PR #2366, opened 2025-02-15
Add ability for chunked file uploads

turbo124:
Provides chunked upload support, only for company backups.

Please review, requires latest v5-develop API changes.

### DIFF
--- a/src/components/import/UploadCompanyImport.tsx
+++ b/src/components/import/UploadCompanyImport.tsx
@@ -1,0 +1,721 @@
+/**
+ * Invoice Ninja (https://invoiceninja.com).
+ *
+ * @link https://github.com/invoiceninja/invoiceninja source repository
+ *
+ * @copyright Copyright (c) 2022. Invoice Ninja LLC (https://invoiceninja.com)
+ *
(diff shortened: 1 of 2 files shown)


beganovich (approved):
This seems to be working fine, no complaints really.

One thing that crossed my mind is, I see this is pretty much copy-paste and then modified version of UploadImport, right?

I wonder if we gonna have this chunked upload concept in other imports, if so, is it worth extracting the changes right now, because at the moment this will leave us with two exactly same looking components (excluding upload progress) with a bit of changes.

turbo124:
@beganovich 

You are correct. The UploadImport was very overloaded, it looked like this handled uploads for the entire UI.

There was no clean way to inject the chunking abstraction into that class. Also, chunking requires API modifications also, so moving this into its own makes sense.

beganovich:
@turbo124 

Do you think we gonna have more cases like this or this is only one?

turbo124:
I think chunking is a very solid solution for some aspects that we may see in the future, so i think the answer here i syes.

beganovich:
I guess it's good to merge now as-is, as soon as we hit next chunk upload requirement, we can refactor and extract.

PR #2370, opened 2025-02-18
Fixes for multiple sockets connection

beganovich:
This fixes multiple sockets connections and implements clean up concept.


turbo124:
testing this, sockets do not work at all now.

PR #997, opened 2021-12-10
RMB-887: deadlock in saveBatch, updateBatch, upsertBatch

julianladisch:
Add "SELECT ... FOR UPDATE" in saveBatch, updateBatch, upsertBatch in PostgresClient and Conn.

This waits until it can lock all affected records.
Then multiple transactions don't block each other (deadlock) when trying to update the same records.


adamdickmeiss (approved):
OK. Not that I fully understand why one wants to lock many records. Sounds like a recipe for a slow system.

julianladisch:
I've added performance numbers to https://issues.folio.org/browse/RMB-887

PR #1001, opened 2021-12-14
Fix no context parameters logged RMB-890

adamdickmeiss:
https://issues.folio.org/browse/RMB-890

### DIFF
--- a/domain-models-runtime/src/main/java/org/folio/rest/RestRouting.java
+++ b/domain-models-runtime/src/main/java/org/folio/rest/RestRouting.java
@@ -433,7 +433,9 @@ public final class RestRouting {
   static void invoke(Method method, Object[] params, Object o, RoutingContext rc,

* Activity *
How many of the listing's lines include "multiple"? State only that number.

* Response box *
3